22 January 2008

Movielog, Cloverfield (Part II)

Cloverfield, 2008.

Written by Drew Goddard
Directed by Matt Reeves
84 minutes

Part II: Why Cloverfield isn't nearly the movie it could have (and should have) been. (Part I here.)

One of the first things that you learn when you start looking at movie criticism in any kind of serious way is that one should review the movie that the filmmakers made, not the one that you wish they had made. This is sometimes tricky, sometimes impossible, but Part I of this review follows that guideline as well as I could, talking about what Cloverfield was, rather than what I wanted it to be.

Part II is a lot more about the issues and problems I had with the film. (And will have spoilers aplenty.) I've also added a "Writers and Writing" tag, because I think a lot of the criticism that can be leveled on the film come from the script. The film is flawlessly executed, beautifully conceived, perfectly designed and well-directed (with one caveat, which I will mention below), but the worldbuilding is lacking and I wish the film had felt more free to be what it was trying to be.

One thing at a time. The direction is very well-handled, but I did wish the shakycam wasn't quite as prevalent. A quick line of dialogue saying that Hud is a cameraman who's done work in Iraq, or even works for a local NYC news agency or production company, would allow for a lot more steady shots, and at least give the audience's stomachs a break from the constant shakiness of the film.

That's really a minor complaint, though. More serious (at least in my mind) is the way the movie is structured . The main "through line" of the film is Rob's decision to go back and get Beth, to save her. It gives the whole thing a structure that, well... feels like a movie. What makes other disaster/horror movies like Dawn of the Dead and 28 Days Later work as well as they do is that they are basically plotless, and so anything feels like it could happen at any time. With Cloverfield, Rob decides to go after Beth, and all his friends... follow him without too much complaint.

As Rob is saying he's going to find Beth, Hud says from behind the camera, "I'll tackle you, dude." Well, why doesn't he? Why does this group (one of whom, Marlena, isn't even that good of a friend with the others) blindly follow Rob into certain doom? At least, why isn't there more of a fight over it? Exploring the inter-group dynamics would reveal character, increase tension, and make the whole thing so much more real. As is, these spoiled rich kids just act like movie characters following their leader because, well, that's what the plot demands.

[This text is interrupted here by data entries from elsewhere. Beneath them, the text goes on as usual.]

PR #749, opened 2017-03-10
Bugfix/rst 97 reference duplication

zaparka:
https://triadmoj.atlassian.net/browse/RST-97
The issue was with duplicated reference numbers. SQL query was cached so it returned same results which meant that the reference number didn't change. I was unable to write a test for this that would allow SQL caching in Rspec. I also add ! to update so when there is an error next it will raise an exception. The exception is caught in a controller which is calling this method and a proper error message is displayed.

### DIFF
--- a/app/controllers/applications/process_controller.rb
+++ b/app/controllers/applications/process_controller.rb
@@ -114,6 +114,11 @@ module Applications
     def summary_save
       ResolverService.new(application, current_user).complete
       redirect_to application_confirmation_path(application.id)
+    rescue ActiveRecord::RecordInvalid => ex
+      flash[:alert] = I18n.t('error_messages.summary.validation')
+      Raven.capture_exception(ex, application_id: application.id)
+
+      redirect_to :back
     end
 
     def confirmation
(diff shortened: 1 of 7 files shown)


spec/controllers/applications/process_controller_spec.rb
```diff
@@ -444,25 +444,54 @@
     let(:application) { create :application_full_remission, office: user.office }
     let(:resolver) { instance_double(ResolverService, complete: nil) }
 
-    before do
-      allow(ResolverService).to receive(:new).with(application, user).and_return(resolver)
+    context 'sucess' do
```
leoapost: there's a typo here

app/controllers/applications/process_controller.rb
```diff
@@ -114,6 +114,11 @@ def summary
     def summary_save
       ResolverService.new(application, current_user).complete
       redirect_to application_confirmation_path(application.id)
+    rescue ActiveRecord::RecordInvalid => ex
+      flash[:alert] = I18n.t('error_messages.summary.validation')
+      Raven.capture_exception(ex, application_id: application.id)
+
+      redirect_to :back
```
leoapost: I see in the specs we [expect](https://github.com/ministryofjustice/fr-staffapp/blob/a9f016e091a9864b8651ad1b2701a95476d7d9ad/spec/controllers/applications/process_controller_spec.rb#L488) the user to get redirected to the root url. Maybe it would be better to do the same here as well because `:back` could be anything.

zaparka:
@leoapost Rubocop and your comments done.

PR #750, opened 2017-03-15
update ET confirmation email body texts

leoapost:


leoapost:
@zaparka yes, here: https://github.com/ministryofjustice/fr-staffapp/blob/master/spec/mailers/public_mailer_spec.rb#L38-L52

zaparka:
@leoapost ok. can you write an email test then ?

leoapost:
I don't think we need tests for the email body texts. All we need is to make sure that the correct emails are getting triggered.

PR #755, opened 2017-04-05
Adding sort to processed applications page

zaparka:
Adding simple sort options to processed page.
https://triadmoj.atlassian.net/browse/RST-175


leoapost:
these commits are already included on #756

PR #757, opened 2017-04-06
Feature/rst 170 search

zaparka:
https://triadmoj.atlassian.net/browse/RST-170
Originally I separated the search into another controller, but the shared view is building URLs based on active controller. Which didn't work for search controller without creating duplicated views. So I decide to do a simple version.

### DIFF
--- a/app/views/shared/processed_and_deleted/_per_page_display.html.slim
+++ b/app/views/shared/processed_and_deleted/_per_page_display.html.slim
@@ -7,24 +7,25 @@ ul.pagination.inline-list.util_mt-medium.util_mb-small
       -else
         =link_to(new_per_page, "/#{controller.controller_name}?per_page=#{new_per_page}")
 
-  -if footer
-    li.anchor
-      = link_to('Top of page', "#head")
+-if footer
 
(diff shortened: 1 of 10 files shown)


app/views/shared/processed_and_deleted/_per_page_display.html.slim
```diff
@@ -7,24 +7,25 @@ ul.pagination.inline-list.util_mt-medium.util_mb-small
...
-  li
-    =link_to('DESC', "/#{controller.controller_name}?sort=processed_desc")
-  li
-    span Fee &nbsp;
-    =link_to('ASC', "/#{controller.controller_name}?sort=fee_asc")
-  li
-    =link_to('DESC', "/#{controller.controller_name}?sort=fee_desc")
+    = link_to('Top of page', "#head", class:'anchor')
+
+- unless footer
```
leoapost: how about to change this unless to an `else`?

e.g.
```
if footer
  = link_to('Top of page', "#head", class:'anchor')
else
  ...
end
```

zaparka: Well spotted.

zaparka:
@leoapost fixed.

PR #929, opened 2021-10-12
vector-im/element-ios/issues/4899 - MXKEventFormatter: Fixed invalid …

stefanceriu:
…parameters passed to generated localization functions.

### DIFF
--- a/MatrixKit/Utils/EventFormatter/MXKEventFormatter.m
+++ b/MatrixKit/Utils/EventFormatter/MXKEventFormatter.m
@@ -997,11 +997,11 @@ static NSString *const kHTMLATagRegexPattern = @"<a href=\"(.*?)\">([^<]*)</a>";
             {
                 if (isRoomDirect)
                 {
-                    displayText = [MatrixKitL10n noticeRoomAliasesForDm:aliases];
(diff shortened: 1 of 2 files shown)


MatrixKit/Utils/EventFormatter/MXKEventFormatter.m
```diff
@@ -997,11 +997,11 @@ - (NSAttributedString *)attributedStringFromEvent:(MXEvent *)event withRoomState
             {
                 if (isRoomDirect)
                 {
-                    displayText = [MatrixKitL10n noticeRoomAliasesForDm:aliases];
+                    displayText = [MatrixKitL10n noticeRoomAliasesForDm:aliases.description];
```
manuroe, line 1000: I wonder if it would be better to use `[aliases componentsJoinedByString:@", "] to have a more predictable behavior?
Do you have an example of the rendering?

pixlwave: FWIW, there's a new `NSListFormatter` for iOS 13+ that provides locale aware lists that might be worth looking at too.

manuroe (approved):

PR #934, opened 2021-10-18
Fix crash when pasting images backed by NSData.

pixlwave:
Kit part of https://github.com/vector-im/element-ios/issues/2076. When pasting WebP images from Safari, they're backed back `NSData` instead of `UIImage` and this wasn't handled.


stefanceriu (approved):
👍

PR #940, opened 2021-10-22
Threads P0

ismailgulek:
This PR makes threaded events look like regular replies.

`<blockquote>` css does not handle background color for these _replies_, i'll address this issue later.

Fixes vector-im/element-ios#5007

Requires https://github.com/matrix-org/matrix-ios-sdk/pull/1272


stefanceriu (approved):
👍

PR #944, opened 2021-11-01
Keep strong refs to views before display.

pixlwave:
Part of the fix for https://github.com/vector-im/element-ios/issues/5071.


stefanceriu (approved):
👍

PR #950, opened 2021-11-11
Fix unresponsive "Jump to unread"

langleyd:
Fixes https://github.com/vector-im/element-ios/issues/4071

I think we can remove this check altogether @ismailgulek. 

It was introduced in an [attempt to fix an issue](https://github.com/matrix-org/matrix-ios-kit/pull/674) with notifications not going to the message. But we no longer [highlight messages from notifications](https://github.com/vector-im/element-ios/pull/3341).

In the codes current state, I don't think this check is having any effect(maybe it did in the past) other than causing a delay in the join.

At the moment it's just called for the "jump to unread" button and when joining a room with an initialEventId, in both cases we are starting the timeline at a point in the past.

When we start the timeline at an event in the past [we load an in memory event store](https://github.com/matrix-org/matrix-ios-sdk/blob/develop/MatrixSDK/Data/MXEventTimeline.m#L89) rather than the persisted session store.

So from my testing the [initial check](https://github.com/matrix-org/matrix-ios-kit/blob/develop/MatrixKit/Models/Room/MXKRoomDataSource.m#L269) for the event in this in memory store always fails. We then wait for the next sync, but don't make any requests that would trigger the server to return. This means it hangs for an arbitrary amount of time(0-15 seconds for me), until the server pushes something on sync. During this time the join/jump to unread appear unresponsive.

Then we finalise the room and load the event using `/context`.

### DIFF
--- a/MatrixKit/Models/Room/MXKRoomDataSource.m
+++ b/MatrixKit/Models/Room/MXKRoomDataSource.m
@@ -234,7 +234,7 @@ typedef NS_ENUM (NSUInteger, MXKRoomDataSourceError) {
     //  In order to successfully fetch the room, we should wait for store to be ready.
     if (mxSession.state >= MXSessionStateStoreDataReady)
     {
-        [self ensureInitialEventExistenceForDataSource:roomDataSource initialEventId:initialEventId andMatrixSession:mxSession onComplete:onComplete];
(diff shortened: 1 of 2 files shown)


ismailgulek (approved):

langleyd:
Just to clarify one point, the check failed as past events are stored in the in memory store and while new events go to the session store.

PR #957, opened 2021-11-26
Various poll tweaks

stefanceriu:
* added poll start event type
* do not merge poll start events and allow actions on them.
* added unstable poll prefixes to the allow lists.


stefanceriu:
No longer needed here after migrating to Element.

PR #73, opened 2015-12-04
Add smarter logging.

sethrosetter:
- moved fetch_logs to utilities folder
- enable log capture by default, can disable in functional_tests/setttings.py
- run_tests.py that will clear logs before run to prevent Jenkins and local logging bloat


ashvindersingh:
looks good!

PR #103, opened 2015-12-10
Ash bucket online offline 1

ashvindersingh:
- Added webhook support


tleyden:
@ashvindersingh is there a typo in the title?

sethrosetter:
@ashvindersingh is 'test_framework_ip' the web hook server? I think we should rename it so it is less ambiguous in the provisioning scripts.

PR #181, opened 2015-12-29
Add missing REST endpoints for db online / offline tests

### LINKED ISSUE #178: [DB Online / Offline] Make sure to hit missing critical REST endpoints
/{db}/{local-doc-id}
/{db}/_bulk_get

sethrosetter:
Fixes #178 

Framework enhancements 
- Add user.get_docs(doc_ids), which used _bulk_get in the implementation
- Add user.add_doc, which uses a POST to /{db}/ and lets sync_gateway generate the doc id
- Support for local docs in add_doc("_local/{name}")
- Add user.get_doc()

Test enhancement
- Hit these endpoints in db online / offline scenarios

### DIFF
--- a/functional_tests/test_db_online_offline.py
+++ b/functional_tests/test_db_online_offline.py
@@ -18,7 +18,7 @@ from multiprocessing.pool import ThreadPool
 import logging
 log = logging.getLogger(lib.settings.LOGGER)
 
-NUM_ENDPOINTS = 10
+NUM_ENDPOINTS = 12
 
 def rest_scan(sync_gateway, db, online, num_docs, user_name, channels):
 
@@ -141,6 +141,21 @@ def rest_scan(sync_gateway, db, online, num_docs, user_name, channels):
         except HTTPError as e:
             log.error((e.response.url, e.response.status_code))
             error_responses.append((e.response.url, e.response.status_code))
+
+    # PUT /{db}/{local-doc-id}
+    try:
+        doc = user.add_doc("_local/a-local-doc", content={"message": "I should not be replicated"})
+    except HTTPError as e:
+        log.error((e.response.url, e.response.status_code))
+        error_responses.append((e.response.url, e.response.status_code))
+
+    # GET /{db}/{local-doc-id}
+    try:
+        doc = user.get_doc("_local/a-local-doc")
+        assert(doc["content"]["message"] == "I should not be replicated")
+    except HTTPError as e:
+        log.error((e.response.url, e.response.status_code))
+        error_responses.append((e.response.url, e.response.status_code))
 
     # GET /{db}/_all_docs
     try:
--- a/functional_tests/test_db_online_offline.py
+++ b/functional_tests/test_db_online_offline.py
@@ -18,7 +18,7 @@ from multiprocessing.pool import ThreadPool
 import logging
 log = logging.getLogger(lib.settings.LOGGER)
 
-NUM_ENDPOINTS = 14
+NUM_ENDPOINTS = 13
 
 def rest_scan(sync_gateway, db, online, num_docs, user_name, channels):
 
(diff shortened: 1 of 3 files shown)


functional_tests/test_db_online_offline.py
```diff
@@ -18,7 +19,7 @@
 import logging
 log = logging.getLogger(lib.settings.LOGGER)
 
-NUM_ENDPOINTS = 10
+NUM_ENDPOINTS = 13
```
ashvindersingh: I think a better approach would be to have all the API in array or dictionary and then just use count to get the num rather than manually updating global variable.

functional_tests/test_db_online_offline.py
```diff
@@ -129,6 +123,14 @@ def rest_scan(sync_gateway, db, online, num_docs, user_name, channels):
     bulk_doc_errors = user.add_docs(num_docs=num_docs, bulk=True)
     error_responses.extend(bulk_doc_errors)
 
+    # POST /{db}/
```
ashvindersingh: This is a redundant check. We are already doing add_docs above.

functional_tests/test_db_online_offline.py
```diff
@@ -142,10 +144,37 @@ def rest_scan(sync_gateway, db, online, num_docs, user_name, channels):
...
 
+    # PUT /{db}/{local-doc-id}
+    local_doc_id = uuid.uuid4()
+    try:
+        doc = user.add_doc("_local/{}".format(local_doc_id), content={"message": "I should not be replicated"})
+    except HTTPError as e:
+        log.error((e.response.url, e.response.status_code))
+        error_responses.append((e.response.url, e.response.status_code))
+
+    # GET /{db}/{local-doc-id}
```
ashvindersingh: A check should be added where another user tries to replicate the same _local_doc id but it (another user) gets a error response.

functional_tests/test_db_online_offline.py
```diff
@@ -142,10 +144,37 @@ def rest_scan(sync_gateway, db, online, num_docs, user_name, channels):
...
+    except HTTPError as e:
+        log.error((e.response.url, e.response.status_code))
+        error_responses.append((e.response.url, e.response.status_code))
+
     # GET /{db}/_all_docs
     try:
         all_docs_result = user.get_all_docs()
-        assert len(all_docs_result["rows"]) == num_docs * 2
+        # num_docs /{db}/{doc} PUT + num_docs /{db}/_bulk_docs + num_docs POST /{db}/
+        assert(len(all_docs_result["rows"]) == num_docs * 3)
```
ashvindersingh: Can you please explain the multiplier with 3

functional_tests/test_db_online_offline.py
```diff
@@ -18,7 +19,7 @@
 import logging
 log = logging.getLogger(lib.settings.LOGGER)
 
-NUM_ENDPOINTS = 10
+NUM_ENDPOINTS = 13
 
 def rest_scan(sync_gateway, db, online, num_docs, user_name, channels):
```
ashvindersingh: I think applying this function again should yield the same result as the name applies. However the implementation doesn't support the above behavior.

functional_tests/test_db_online_offline.py
sethrosetter: Do you mean the following?

A scenario where user-1 puts _local/doc_1. Then user-2 puts _local/doc_1 to the same sync_gateway. Assert that there is a conflict error for user-2?

functional_tests/test_db_online_offline.py
sethrosetter: I'm not really sure what you mean by this. Can you please elaborate? There is some persistent state between test runs, however, it's pretty tied to these scenarios and should not be used like a library function.

functional_tests/test_db_online_offline.py
ashvindersingh: Yeah something similar. Actually user-2 should not be able to access the document and that should return error code if User-2 tries to access or modify it.

functional_tests/test_db_online_offline.py
ashvindersingh: The behavior of this should be idempotent. Test case should be able to use this function multiple times with true/false return value. or the signature should be changed to allow expected_num_docs/revisions etc.

PR #196, opened 2016-01-06
Fix "test_multiple_users_multiple_channels_mulitple_revisions" test

ashvindersingh:
Added logic to ignore the "_user" object in changes feed and returning total sum to not include '_user'.


ashvindersingh:
Thanks @tleyden @adamcfraser for the comments. In this particular case, this function is expected to return only the test framework generated docs found in changes feed. We should also hit scenarios where we encounter multiple "_user" objects in changes feed. opened #202

PR #199, opened 2016-01-06
Add ability to build with -race flag (or any other build flags)

tleyden:


tleyden:
Needed for https://github.com/couchbase/sync_gateway/issues/1400

sethrosetter:
@tleyden does this affect existing behavior in anyway if no flags are supplied?

tleyden:
It shouldn't, because it will just be passing an empty string to `build.sh` as an argument

sethrosetter:
@tleyden this crashes when no build flags are specified due to passing None

tleyden:
Ok great catch!  We just need a way to convert None to an empty string .. unless you have a cleaner way in mind.

sethrosetter:
@tleyden That should work

tleyden:
@sethrosetter can you take a look?

PR #203, opened 2016-01-07
Fixes #192

### LINKED ISSUE #192: Validate that cbgt pindexes are distributed evenly during / after performance test
Query the CBGT REST api `http://ec2-54-157-62-226.compute-1.amazonaws.com:4985/_cbgt/api/cfg` and verify that pindexes are spread evenly among nodes.

In this example, one writer node has all the pindexes assigned to it:

https://gist.github.com/tleyden/00af77d55c1feb3b99ed

This code can be re-used in performance tests and functional tests.

tleyden:
https://github.com/couchbaselabs/sync-gateway-testcluster/issues/192

Tested by running:

```
python performance_tests/run_tests.py --number-pullers 1000 --number-pushers 1000 --use-gateload --gen-gateload-config --reset-sync-gw --test-id="perftest"
```

I can see in the output:

```
PLAY RECAP ********************************************************************
sg1                        : ok=9    changed=3    unreachable=0    failed=0
sg2                        : ok=9    changed=3    unreachable=0    failed=0
sg3                        : ok=7    changed=2    unreachable=0    failed=0

>>> Detected valid CBGT Pindex distribution   <----------
Using Gateload
>>> Starting gateload with 1000 pullers and 1000 pushers
```

### DIFF
--- a/lib/cluster.py
+++ b/lib/cluster.py
@@ -125,7 +125,7 @@ class Cluster:
 
         # Validate CBGT
         if is_distributed_index:
-            if not self.validate_cbgt_pindex_distribution_retry(config):
+            if not self.validate_cbgt_pindex_distribution_retry():
                 self.save_cbgt_diagnostics()
                 raise Exception("Failed to validate CBGT Pindex distribution")
             print(">>> Detected valid CBGT Pindex distribution")
--- a/lib/cluster.py
+++ b/lib/cluster.py
@@ -55,7 +55,6 @@ class Cluster:
         if num_index_readers == 0:
             raise Exception("Functional tests require at least 1 index reader")
 
-    
     def reset(self, config):
 
         self.validate_cluster()
@@ -78,6 +77,7 @@ class Cluster:
         conf_path = os.path.abspath("conf/" + config)
         bucket_names_from_config = []
 
+        is_distributed_index = False
         with open(conf_path, "r") as config:
             data = config.read()
 
@@ -95,6 +95,7 @@ class Cluster:
 
             # Add CBGT buckets
             if "cluster_config" in conf_obj.keys():
+                is_distributed_index = True
                 bucket_names_from_config.append(conf_obj["cluster_config"]["bucket"])
 
             dbs = conf_obj["databases"]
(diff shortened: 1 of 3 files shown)


tleyden:
Just pushed up another version of this change which will dump out the CBGT cfg and diagnostics in the case of failure.

lib/cluster.py
```diff
@@ -120,6 +122,88 @@ def reset(self, config):
...
+        cbgt_diagnostics = adminApi.get_cbgt_diagnostics()
+        cbgt_cfg = adminApi.get_cbgt_cfg()
+        
+        # dump raw diagnostics
+        # (unfortunately this doesn't parse in as json)
+        print("CBGT diagnostic output: {}".format(cbgt_diagnostics))
+
+        # dump cfg json 
+        pretty_print_json = json.dumps(cbgt_cfg, sort_keys=True, indent=4, separators=(',', ': '))
+        print("CBGT CFG output: {}".format(pretty_print_json))
```
sethrosetter: Perhaps we should dump to a file in case this happens during a run with lots of output?

lib/cluster.py
```diff
@@ -120,6 +122,88 @@ def reset(self, config):
...
+        any pindexes assigned to it
+        """
+        for i in xrange(10):
+            is_valid = self.validate_cbgt_pindex_distribution()
+            if is_valid:
+               return True
+            else:
+                print("Could not validate CBGT Pindex distribution.  Will retry after sleeping ..")
+                time.sleep(5)
+
```
sethrosetter: Return False explicity at the end of the method

sethrosetter:
If you are running in channel cache mode and call cluster.reset(), will this blow up?

lib/cluster.py
tleyden: Sure, where should I dump it?

lib/cluster.py
tleyden: Good call

lib/cluster.py
sethrosetter: /tmp/cbgt_error<time-stamp>.log ?

tleyden:
> If you are running in channel cache mode and call cluster.reset(), will this blow up?

Most likely, yes.   I will test it.

lib/cluster.py
```diff
@@ -120,6 +122,88 @@ def reset(self, config):
         )
         assert(status == 0)
 
+        # Validate CBGT
+        if not self.validate_cbgt_pindex_distribution_retry():
+            self.save_cbgt_diagnostics()
+            raise Exception("Failed to validate CBGT Pindex distribution")
+
+        print(">>> Detected valid CBGT Pindex distribution")
```
ashvindersingh: Can we use logging module instead of prints?

tleyden: @ashvindersingh the rest of the file is using `print`, so I will leave it as-is.  If we want to mass-convert the file to using the logging module, it should be in a separate PR.

ashvindersingh: ok, sure. I mentioned because half repo (functional tests) uses logging module while all the perf stuff is using prints. Going forward we should be consistent across repo.

tleyden:
Note to self: to test channel cache mode:

```
python provision/install_sync_gateway.py --branch master --config-file-path conf/sync_gateway_channel_cache.json
```

and then run any of the tests under test_overloaded_channel_cache.py

tleyden:
@sethrosetter can you test channel cache mode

Also, where are all the people? Once you get past the first half-hour or so, our characters are basically walking around in a deserted New York City. It takes a hell of a lot longer than a couple of hours to evacuate eight million people, and every scene in the movie (excepting possibly the ones underground) should have a mass of panicking people engaging in every sort of behavior that panicking people engage in.

Imagine a panicked New York. Where are the people trampling other people? Where are the people (as in Dawn of the Dead) who use the disaster as an excuse to take out age-old hatreds on their fellow man? Where are the people engaging in one last lay before the monster destroys them? For that matter, how about all of the old people, the infirm, the babies, the small children, people in hospitals and nursing homes? People who just can't live with the loss of their homes, their loved ones, people who collapse in tears or go psychotic and start destroying all around them? We get a bit of looting (which becomes a plot point), but where is the world that would be collapsing physically and socially around these characters?

I know that the response to a lot of this is that it happens, but it's just not on-screen. But without the artificial structure of the "rescue mission", you could have these characters essentially running into a lot of this simply by trying to escape the city.

Let me tell you Daniel's version of a monster movie. The idea here is good, but instead of using a "found footage" concept, why not do it as a documentary incorporating said footage from all over the city? How many cell phone videos, digital camera videos, et cetera, would exist in the aftermath of this kind of event?

Give us an Errol Morris-style documentarian, clinically detached, standing in front of the ruins of the city, years or decades after the events. He talks on-screen about the events, then cuts to some of the opening footage. Telling the stories (major and minor) of dozens of individuals in the process. Stories of heroism, of cowardice, of selfishness, selflessness, greed, et cetera et cetera. Some good people, some evil people, some in between... but always human.

And that's what's missing in Cloverfield. Despite the ground's-eye view, it's missing the humanity. That spark of something that makes us recognize ourselves on screen. Despite the thrills and the amazing sights, we're always aware we're just watching a really glossy example of a Dead Teenager Movie. And that makes Cloverfield something less than the Timeless Classic some would like to anoint it.

Update: Amelie Gillette over at The Onion AV Club has a cute little list of things not to think about while watching Cloverfield. You could pretty much read that and just ignore what I wrote above.